Collected data entries:

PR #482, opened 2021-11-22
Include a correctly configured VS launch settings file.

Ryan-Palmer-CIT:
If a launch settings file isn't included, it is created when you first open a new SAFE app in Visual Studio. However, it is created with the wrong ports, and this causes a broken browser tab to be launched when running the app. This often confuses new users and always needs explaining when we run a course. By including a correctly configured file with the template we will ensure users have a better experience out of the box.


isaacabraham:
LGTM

What is expected:
Above are some records; extract every one of them exactly.

Answer below:
PR #482, opened 2021-11-22
Include a correctly configured VS launch settings file.

Ryan-Palmer-CIT:
If a launch settings file isn't included, it is created when you first open a new SAFE app in Visual Studio. However, it is created with the wrong ports, and this causes a broken browser tab to be launched when running the app. This often confuses new users and always needs explaining when we run a course. By including a correctly configured file with the template we will ensure users have a better experience out of the box.


isaacabraham:
LGTM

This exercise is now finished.